### Work to complete
Copy the first line of the material below and every later line through the line containing "work on GCP.", without any other output.

*** Block opens ***

PR #560, opened 2019-06-04
Use omitempty for providerConfigs

alvaroaleman:

Fixes #

```release-note
none
```

### DIFF
--- a/pkg/cloudprovider/provider/aws/provider.go
+++ b/pkg/cloudprovider/provider/aws/provider.go
@@ -113,24 +113,24 @@ var (
 )
 
 type RawConfig struct {
-	AccessKeyID     providerconfig.ConfigVarString `json:"accessKeyId"`
-	SecretAccessKey providerconfig.ConfigVarString `json:"secretAccessKey"`
+	AccessKeyID     providerconfig.ConfigVarString `json:"accessKeyId,omitempty"`
+	SecretAccessKey providerconfig.ConfigVarString `json:"secretAccessKey,omitempty"`
 
 	Region           providerconfig.ConfigVarString `json:"region"`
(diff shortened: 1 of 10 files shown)


pkg/cloudprovider/provider/aws/provider.go
```diff
@@ -113,24 +113,24 @@ var (
...
 
 type RawConfig struct {
-	AccessKeyID     providerconfig.ConfigVarString `json:"accessKeyId"`
-	SecretAccessKey providerconfig.ConfigVarString `json:"secretAccessKey"`
+	AccessKeyID     providerconfig.ConfigVarString `json:"accessKeyId,omitempty"`
+	SecretAccessKey providerconfig.ConfigVarString `json:"secretAccessKey,omitempty"`
 
-	Region           providerconfig.ConfigVarString `json:"region"`
-	AvailabilityZone providerconfig.ConfigVarString `json:"availabilityZone"`
+	Region           providerconfig.ConfigVarString `json:"region,omitempty"`
```
mrIncompetent: According to https://github.com/kubernetes/community/blob/master/contributors/devel/sig-architecture/api-conventions.md#optional-vs-required only optional fields should use `omitempty`.

alvaroaleman: But none of these fields is required as they can be populated via the env

mrIncompetent: Only a subset of the fields are being fetched from the env.
Region is an example

alvaroaleman: But it could still come from a configmap or secret or not?

mrIncompetent: Which means the field is not "empty"

alvaroaleman:
@mrIncompetent Updated, PTAL

PR #565, opened 2019-06-06
Add NodeTags to GCE CloudConfig

nikhita:
`NodeTags` is the list of tags to use on firewall rules for load balancers. This is necessary for LBs to work on GCP.

For https://github.com/kubermatic/kubermatic/pull/3572

Ref:

- https://github.com/kubernetes/kubernetes/blob/ef7808fec57284582c7bf3fc834570e5769df83e/staging/src/k8s.io/legacy-cloud-providers/gce/gce.go#L121

- https://github.com/kubernetes/kubernetes/blob/ef7808fec57284582c7bf3fc834570e5769df83e/staging/src/k8s.io/legacy-cloud-providers/gce/gce_loadbalancer_external.go#L979-L981

```release-note
NONE
```

/assign @alvaroaleman

### DIFF
--- a/pkg/cloudprovider/provider/gce/cloudconfig_test.go
+++ b/pkg/cloudprovider/provider/gce/cloudconfig_test.go
@@ -43,6 +43,7 @@ func TestCloudConfigAsString(t *testing.T) {
 					TokenURL:       "nil",
 					MultiZone:      true,
 					Regional:       true,
+					NodeTags:       []string{"tag1", "tag2"},
 				},
 			},
 			contents: "[global]\n" +
@@ -52,7 +53,9 @@ func TestCloudConfigAsString(t *testing.T) {
 				"subnetwork-name = \"my-cool-subnetwork\"\n" +
 				"token-url = \"nil\"\n" +
 				"multizone = true\n" +
-				"regional = true\n",
+				"regional = true\n" +
+				"node-tags = \"tag1\"\n" +
+				"node-tags = \"tag2\"\n",
 		},
 	}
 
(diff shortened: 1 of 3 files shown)


pkg/cloudprovider/provider/gce/cloudconfig_test.go
```diff
@@ -52,7 +53,9 @@ func TestCloudConfigAsString(t *testing.T) {
 				"subnetwork-name = \"my-cool-subnetwork\"\n" +
 				"token-url = \"nil\"\n" +
 				"multizone = true\n" +
-				"regional = true\n",
+				"regional = true\n" +
+				"node-tags[] = \"tag1\"\n" +
```
nikhita: https://www.npmjs.com/package/ini#usage has a good example for arrays :)

alvaroaleman: Ini is not standardized, do we have other occurences of slices? If not, could you verify that this actually works with the ini parser that is being used in k/k?

nikhita: Updated. Ref: `Example (Multivalue)` here - https://godoc.org/gopkg.in/gcfg.v1

```
package main

import (
	"fmt"
	gcfg "gopkg.in/gcfg.v1"
	"log"
)

func main() {
	cfgStr := `; Comment line
[section]
nodeTags="tag1"
nodeTags="tag2"`

	cfg := struct {
		Section struct {
			NodeTags []string
		}
	}{}
	err := gcfg.ReadStringInto(&cfg, cfgStr)
	if err != nil {
		log.Fatalf("Failed to parse gcfg data: %s", err)
	}
	fmt.Println(cfg.Section.NodeTags)
}
```

gives

```
[tag1 tag2]
```

alvaroaleman: /lgtm
/approve

PR #1830, opened 2024-07-25
Refactor Tinkerbell provider

moadqassem:
In a previous PR [here](https://github.com/kubermatic/machine-controller/pull/1815),  we started a major refactoring for the tinkerbell provider adding new features and removing deprecated ones. This PR however, address a lot of changes for the original one as the current author is on a long vacation and we need this changes in ASAP. For more details on the functionality and what points this PR amends please take a look at the previous PR and its review.  

Fixes #

**What type of PR is this?**

```release-note
Refactor the tinkerbell provider
```

**Documentation**:

```documentation
None
```


pkg/cloudprovider/provider/baremetal/plugins/tinkerbell/client/hardware.go
```diff
@@ -18,94 +18,80 @@ package client
...
-	tinkHardware, err := method(ctx, req)
-	if err != nil {
-		if err.Error() == sqlErrorString || err.Error() == sqlErrorStringAlt {
-			return nil, fmt.Errorf("hardware %w", ErrNotFound)
+	// Find the Hardware with the given ID
+	var targetHardware tinkv1alpha1.Hardware
+	for _, hw := range hardwares.Items {
+		if hw.Spec.Metadata.Instance.ID == uid {
+			targetHardware = hw
+			return &targetHardware, nil
```
xrstf, line 92: Wouldn't `return &hw, nil` work just as well? Why a new variable if the loop ends due to the return statement anyway?

moadqassem: That's true, I guess this left by mistake after cleaning up some code. Will take care of that 😉

pkg/cloudprovider/provider/baremetal/plugins/tinkerbell/client/template.go
```diff
@@ -20,73 +20,252 @@ import (
...
+	kerrors "k8s.io/apimachinery/pkg/api/errors"
+	metav1 "k8s.io/apimachinery/pkg/apis/meta/v1"
+	"k8s.io/apimachinery/pkg/types"
+	"sigs.k8s.io/controller-runtime/pkg/client"
 )
 
-// Template client for Tinkerbell.
+type Task struct {
+	Name        string            `json:"name"`
+	WorkerAddr  string            `json:"worker" yaml:"worker"`
```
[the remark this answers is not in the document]
moadqassem: This was left on purpose because of a Tinkerbell issue in the template object. In the API it's called worker however in the Tinkerbell internal parser it still called workeraddr. Tinkerbell has two different templates, the Kubernetes one and the internal one. This is due to historical reasons that tink server used to run gRPC not kube.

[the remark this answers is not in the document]
xrstf: but the tags are the same..

Also can we leave a comment that these types are copied (I presume) from https://github.com/tinkerbell/tink/blob/main/internal/deprecated/workflow/types.go ?

Also that URL makes me wonder if we're building this new implementation based on deprecated types?

pkg/cloudprovider/provider/baremetal/plugins/tinkerbell/client/template.go
```diff
@@ -20,73 +20,252 @@ import (
...
-
-		return nil, fmt.Errorf("getting template from Tinkerbell: %w", err)
+func (t *TemplateClient) Delete(ctx context.Context, namespacedName types.NamespacedName) error {
+	template := &tinkv1alpha1.Template{
+		ObjectMeta: metav1.ObjectMeta{
+			Name:      namespacedName.Name,
+			Namespace: namespacedName.Namespace,
+		},
+	}
+	// Create the Template object in the Tinkerbell cluster
```
xrstf, line 84: This comment is wrong.

pkg/cloudprovider/provider/baremetal/plugins/tinkerbell/client/template.go
```diff
@@ -20,73 +20,252 @@ import (
...
+		Actions:    actions,
+	}
+
+	template := Template{
+		Name:          "ubuntu",
+		Version:       "0.1",
+		GlobalTimeout: 1800,
+		Tasks:         []Task{task},
+	}
+	// Marshal task to YAML
```
xrstf, line 148: This comment isn't adding anything and can be removed instead of fixed.

pkg/cloudprovider/provider/baremetal/plugins/tinkerbell/client/template.go
```diff
@@ -20,73 +20,252 @@ import (
...
-		if err.Error() == sqlErrorString || err.Error() == sqlErrorStringAlt {
-			return fmt.Errorf("template %w", ErrNotFound)
-		}
+}
 
-		return fmt.Errorf("deleting template from Tinkerbell: %w", err)
+func createGrowPartitionAction(destDisk string) Action {
+	return Action{
+		Name:    "grow-partition",
+		Image:   "quay.io/tinkerbell/actions/cexec:latest",
```
xrstf, line 195: This could also be pinned to c5bde803d9f6c90f1a9d5e06930d856d1481854c, which is the same as "latest" at the moment. Or is there a reason not to pin this image?

pkg/cloudprovider/provider/baremetal/plugins/tinkerbell/client/utils.go
```diff
@@ -14,19 +14,26 @@ See the License for the specific language governing permissions and
...
+	length, _ := mask.Size()
 
-// than parsing for these specific error message.
-const (
-	sqlErrorString    = "rpc error: code = Unknown desc = sql: no rows in result set"
-	sqlErrorStringAlt = "rpc error: code = Unknown desc = SELECT: sql: no rows in result set"
-	sqlErrorNotFound  = "rpc error: code = NotFound desc = not found"
-)
+	cidr := ""
+	parts := strings.Split(ip.Address, ".")
```
xrstf, line 32: This will break with IPv6, no?

moadqassem: IPv6 is not supported

pkg/cloudprovider/provider/baremetal/plugins/tinkerbell/client/template.go
moadqassem: Why? There is always enhancements that er com into latest and all our tinkerbell actions are using latest,

pkg/cloudprovider/provider/baremetal/plugins/tinkerbell/driver.go
```diff
@@ -18,205 +18,193 @@ package tinkerbell
...
 
-type ClientFactory func() (metadataclient.Client, tinkerbellclient.HardwareClient, tinkerbellclient.TemplateClient, tinkerbellclient.WorkflowClient)
-
 type driver struct {
-	TinkServerAddress string
-	ImageRepoAddress  string
+	ClusterName string
+	OSImageURL  string
+	TinkClient  ctrlruntimeclient.Client
+	//KubeClient     ctrlruntimeclient.Client
```
xrstf, line 46: Is this a leftover?

pkg/cloudprovider/provider/baremetal/plugins/tinkerbell/client/template.go
moadqassem: This is part of the leftovers. Will be removed.

pkg/cloudprovider/provider/baremetal/plugins/tinkerbell/client/template.go
moadqassem: This is part of the leftovers. Will be removed.

pkg/cloudprovider/provider/baremetal/plugins/tinkerbell/driver.go
```diff
@@ -18,205 +18,193 @@ package tinkerbell
...
-		ImageRepoAddress:  imageRepoAddress,
-		metadataClient:    mdClient,
-		hardwareClient:    hwClient,
-		templateClient:    tmplClient,
-		workflowClient:    wflClient,
+	d := driver{
+		ClusterName: tinkSpec.ClusterName.Value,
+		TinkClient:  tinkClient,
+		HardwareRef: tinkSpec.HardwareRef,
+		//KubeClient:     k8sClient,
```
xrstf, line 81: Another leftover

pkg/cloudprovider/provider/baremetal/plugins/tinkerbell/client/template.go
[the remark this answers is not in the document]
moadqassem: This is not something that we can control, again if we remove that, things work! FYI we are using the latest tink stack and still this is a problem. This is a mitigation for a bug in the tink-contorller:
`,"error":"parsing yaml data: yaml: unmarshal errors:\n  line 6: field workeraddr not found in type workflow.Task",` this is still in the latest releases.

pkg/cloudprovider/provider/baremetal/plugins/tinkerbell/driver.go
moadqassem: Probably yeah, it is from the original PR. I just wanted to know what's the idea of this field. But this was at the beginning of my implementation, but since I have refactored quite a lot I can simply take it out.

pkg/cloudprovider/provider/baremetal/plugins/tinkerbell/driver.go
```diff
@@ -18,205 +18,193 @@ package tinkerbell
...
+
+		if iface.Netboot != nil && iface.Netboot.AllowWorkflow != nil && iface.Netboot.AllowWorkflow == ptr.Bool(false) {
+			continue
 		}
+
+		allowProvision = true
+	}
+
+	if !allowProvision {
+		log.Infow("server is not allowed to be provisioned; either hardware allowPXE and allowWorkflow is set tp false", "hardware", hardware.Name)
```
xrstf, line 126: tp -> to

pkg/cloudprovider/provider/baremetal/plugins/tinkerbell/driver.go
moadqassem: Probably yeah, it is from the original PR. I just wanted to know what's the idea of this field. But this was at the beginning of my implementation, but since I have refactored quite a lot I can simply take it out.

pkg/cloudprovider/provider/baremetal/plugins/tinkerbell/driver.go
```diff
@@ -18,205 +18,193 @@ package tinkerbell
...
+		return nil, nil
```
xrstf, line 127: Returning nil, nil here will make the baremetal provider return a baremetalServer struct with nil in it, which will then later explode because its GetName() functions are not capable of handling nils.

If a server cannot be provisioned, it should IMHO be an error that can bubble up and not hidden in the MC log where few people would ever look (especially not the user who doesn't have access to MC logs in KKP systems).

moadqassem: Good catch! I agree this makes sense

pkg/cloudprovider/provider/baremetal/plugins/tinkerbell/client/workflow.go
```diff
@@ -18,203 +18,89 @@ package client
...
-		}
-
-		if err != nil {
-			return nil, fmt.Errorf("getting workflow event from Tinkerbell: %w", err)
-		}
-
-		result = append(result, e)
+	workflow := &tinkv1alpha1.Workflow{
+		ObjectMeta: metav1.ObjectMeta{
+			Name:      workflowName + "-workflow",
```
xrstf, line 56: Please somehow make this single line re-usable. At the moment it's both an implementation detail, but also used by the Tinkerbell driver directly (i.e. it has knowledge it should not have).

Also, is it intended that "-workflow" is appended to the _workflow_ name, or is the parameter for this function misnamed? In the driver, the server's name is used for this parameter.

pkg/cloudprovider/provider/baremetal/plugins/tinkerbell/driver.go
```diff
@@ -18,205 +18,193 @@ package tinkerbell
...
+	// Get the hardware object from tinkerbell cluster
+	targetHardware, err := d.HardwareClient.GetHardware(ctx, d.HardwareRef)
+	if err != nil {
+		return err
 	}
 
-	if hw.Hardware.Network == nil {
-		return fmt.Errorf("tinkerbell hardware network configs can not be empty")
+	// Delete the associated Workflow.
+	workflowName := targetHardware.Name + "-workflow" // Assuming workflow names are derived from hardware names
```
xrstf, line 162: (this is the spot I mean regarding leaking implementation logic)

pkg/cloudprovider/provider/baremetal/plugins/tinkerbell/driver.go
```diff
@@ -18,205 +18,193 @@ package tinkerbell
...
+	if err := d.WorkflowClient.DeleteWorkflow(ctx, workflowName, targetHardware.Namespace); err != nil {
+		return fmt.Errorf("failed to delete workflow %s: %w", workflowName, err)
 	}
 
-	if hw.Hardware.Metadata == "" {
-		return fmt.Errorf("tinkerbell hardware metadata can not be empty")
+	// Reset the hardware ID in the tinkerbell cluster.
```
xrstf, line 167: ID _and state_, so it's more obvious that from this point on, the machine is also not Staged anymore.

pkg/cloudprovider/provider/baremetal/plugins/tinkerbell/driver.go
```diff
@@ -18,205 +18,193 @@ package tinkerbell
...
 	}
 
 	return nil
 }
 
-func (d *driver) DeprovisionServer(ctx context.Context, uid types.UID) error {
-	if err := d.hardwareClient.Delete(ctx, string(uid)); err != nil {
-		if resourceNotFoundErr(err) {
-			return nil
+func GetConfig(driverConfig tinktypes.TinkerbellPluginSpec, aa func(configVar providerconfigtypes.ConfigVarString, envVarName string) (string, error)) (*tinktypes.Config, error) {
```
xrstf, line 175: What is `aa`?

pkg/cloudprovider/provider/baremetal/plugins/tinkerbell/client/workflow.go
moadqassem: Yes we can but honestly I took over this PR only yesterday and I cannot fix everything in one shot 😅 I can address that in up coming PRs

pkg/cloudprovider/provider/baremetal/plugins/tinkerbell/driver.go
moadqassem: No idea tbh! part of the previous implementation(The PR that I rebased my changes on top, the one mentioned in the description). But I can take a look

pkg/cloudprovider/provider/baremetal/plugins/tinkerbell/driver.go
```diff
@@ -18,205 +18,193 @@ package tinkerbell
...
+	// Kubeconfig was specified directly in the Machine/MachineDeployment CR. In this case we need to ensure that the value is base64 encoded.
+	if driverConfig.Auth.Kubeconfig.Value != "" {
+		val, err := base64.StdEncoding.DecodeString(driverConfig.Auth.Kubeconfig.Value)
+		if err != nil {
+			// An error here means that this is not a valid base64 string
+			// We can be more explicit here with the error for visibility. Webhook will return this error if we hit this scenario.
+			return nil, fmt.Errorf("failed to decode base64 encoded kubeconfig. Expected value is a base64 encoded Kubeconfig in JSON or YAML format: %w", err)
+		}
+		config.Kubeconfig = string(val)
+	} else {
```
xrstf, line 187: Do we really want to support this? Inlining kubeconfigs has never been a pleasant thing in KKP and I thought it's better practice to reference Secrets instead.

pkg/cloudprovider/provider/baremetal/plugins/tinkerbell/types/hardware.go
```diff
@@ -0,0 +1,69 @@
...
+var _ plugins.Server = &Hardware{}
+
+func (h *Hardware) GetName() string {
+	return h.Name
+}
+
+func (h *Hardware) GetID() string {
+	if h.Spec.Metadata != nil &&
+		h.Spec.Metadata.Instance != nil &&
+		h.Spec.Metadata.Instance.ID != "" {
```
xrstf, line 37: `&& h.Spec.Metadata.Instance.ID != ""` is redundant and can be removed

pkg/cloudprovider/provider/baremetal/plugins/tinkerbell/driver.go
moadqassem: I kinda agree with you tbh, and it is less error prune. Ok I will adjust that to be read from a secret instead of Inlining  it. But can I do it in a follow up PR instead? I kinda need this image now 😂

pkg/cloudprovider/provider/baremetal/plugins/tinkerbell/types/hardware.go
```diff
@@ -0,0 +1,69 @@
...
+
+	return ""
+}
+
+func (h *Hardware) GetStatus() string {
+	if h.Status.State != "" {
+		return string(h.Status.State)
+	}
+
+	return "Unknown"
```
xrstf, line 68: To make comparisons easier, couldn't this be one of the constants? Now this function would need to be understood as "returns a proper State type [no matter that it's currently just a string], or the random string 'Unknown'".

pkg/cloudprovider/provider/baremetal/plugins/tinkerbell/types/types.go
```diff
@@ -0,0 +1,64 @@
...
+package types
+
+import (
+	providerconfigtypes "github.com/kubermatic/machine-controller/pkg/providerconfig/types"
+	"k8s.io/apimachinery/pkg/types"
+	"k8s.io/client-go/rest"
+)
+
+const (
+	Staged         string = "Staged"
```
xrstf, line 26: A dedicated `type HardwareState string` would help identify what these constants are used for.

pkg/cloudprovider/provider/baremetal/plugins/tinkerbell/driver.go
xrstf: I guess it's a sideeffect from using providerconfigtypes.ConfigVarString for the field, but I would be totally okay with commenting that inline strings are not supported for this field.

pkg/cloudprovider/provider/baremetal/plugins/tinkerbell/types/hardware.go
moadqassem: How is this redundant  ? You can have a hardware object without an id.

pkg/cloudprovider/provider/baremetal/plugins/tinkerbell/types/types.go
moadqassem: Honestly I added that then I took out as I actually see no real value other than keep casting the value when comparing it with the API field. Especially the API doesn't know this `HardwareState ` or isn't considering as an Enum.

pkg/cloudprovider/provider/baremetal/plugins/tinkerbell/types/hardware.go
xrstf: Yeah, but if the ID is an empty string, you can just return it. Because the default would be to return an empty string anyway. You are adding a bit of unnecessary logic to this function. The function doesn't need to concern itself with _how_ the ID field looks like, it should just return it if instance metadata exists, regardless of its value.

pkg/cloudprovider/provider/baremetal/plugins/tinkerbell/types/hardware.go
moadqassem: True can be addressed as well

pkg/cloudprovider/provider/baremetal/plugins/tinkerbell/client/template.go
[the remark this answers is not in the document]
xrstf: Okay, the mismatch between the Go field "WorkerAddr" and the tag names "worker" are from upstream, fine.

But I still do not understand the tags here.

Upstream uses only YAML tags: https://github.com/tinkerbell/tink/blob/main/internal/deprecated/workflow/types.go#L13-L32

We copied (?) the types `Action` and `Task` from Tinkerbell, changed the YAML tags to JSON, and then added the `Actions` as YAML again to the `Template` struct. And ultimately we render templates as YAML.

So why the JSON fields for some structs?

pkg/cloudprovider/provider/baremetal/plugins/tinkerbell/driver.go
moadqassem: Ok found out, will rename after its functionality

pkg/cloudprovider/provider/baremetal/plugins/tinkerbell/client/template.go
xrstf: You pinned every single other image in every single other action. Except this one. Surely there had to be a reason. :) When I look at the code, I might now have accidentally broke it by thinking "oh, someone forgot to pin this, let me just fix that". So a comment why this one action is not pinned to a version would be appreciated.

pkg/cloudprovider/provider/baremetal/plugins/tinkerbell/client/template.go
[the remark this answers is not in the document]
moadqassem: Not really! In the upstream API we also use JSON not only YAML. For example the hardware and template objects are JSON. The workflow type in v1alpha1 is the only thing that uses yaml. And even in the new v1alpha2 we started using JSON as well. And as I said this was mainly for historical reasons of how Tinkerbell object were handled, again Kubernetes was introduced for some time now but we still have some code which still leveraging the previous backend.

pkg/cloudprovider/provider/baremetal/plugins/tinkerbell/client/template.go
moadqassem: I guess you have overlooked something, while the tags are pinned for the all the images, due the the image repo and path are different 😉 

```
quay.io/tinkerbell/actions/cexec:latest
```

```
quay.io/tinkerbell-actions/writefile:v1.0.0
```

moadqassem: Anyway you really would like to have this in, I have no problem with that 😉. Will pin it down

*** Block closes ***

### Solution to the problem
PR #560, opened 2019-06-04
Use omitempty for providerConfigs

alvaroaleman:

Fixes #

```release-note
none
```

### DIFF
--- a/pkg/cloudprovider/provider/aws/provider.go
+++ b/pkg/cloudprovider/provider/aws/provider.go
@@ -113,24 +113,24 @@ var (
 )
 
 type RawConfig struct {
-	AccessKeyID     providerconfig.ConfigVarString `json:"accessKeyId"`
-	SecretAccessKey providerconfig.ConfigVarString `json:"secretAccessKey"`
+	AccessKeyID     providerconfig.ConfigVarString `json:"accessKeyId,omitempty"`
+	SecretAccessKey providerconfig.ConfigVarString `json:"secretAccessKey,omitempty"`
 
 	Region           providerconfig.ConfigVarString `json:"region"`
(diff shortened: 1 of 10 files shown)


pkg/cloudprovider/provider/aws/provider.go
```diff
@@ -113,24 +113,24 @@ var (
...
 
 type RawConfig struct {
-	AccessKeyID     providerconfig.ConfigVarString `json:"accessKeyId"`
-	SecretAccessKey providerconfig.ConfigVarString `json:"secretAccessKey"`
+	AccessKeyID     providerconfig.ConfigVarString `json:"accessKeyId,omitempty"`
+	SecretAccessKey providerconfig.ConfigVarString `json:"secretAccessKey,omitempty"`
 
-	Region           providerconfig.ConfigVarString `json:"region"`
-	AvailabilityZone providerconfig.ConfigVarString `json:"availabilityZone"`
+	Region           providerconfig.ConfigVarString `json:"region,omitempty"`
```
mrIncompetent: According to https://github.com/kubernetes/community/blob/master/contributors/devel/sig-architecture/api-conventions.md#optional-vs-required only optional fields should use `omitempty`.

alvaroaleman: But none of these fields is required as they can be populated via the env

mrIncompetent: Only a subset of the fields are being fetched from the env.
Region is an example

alvaroaleman: But it could still come from a configmap or secret or not?

mrIncompetent: Which means the field is not "empty"

alvaroaleman:
@mrIncompetent Updated, PTAL

PR #565, opened 2019-06-06
Add NodeTags to GCE CloudConfig

nikhita:
`NodeTags` is the list of tags to use on firewall rules for load balancers. This is necessary for LBs to work on GCP.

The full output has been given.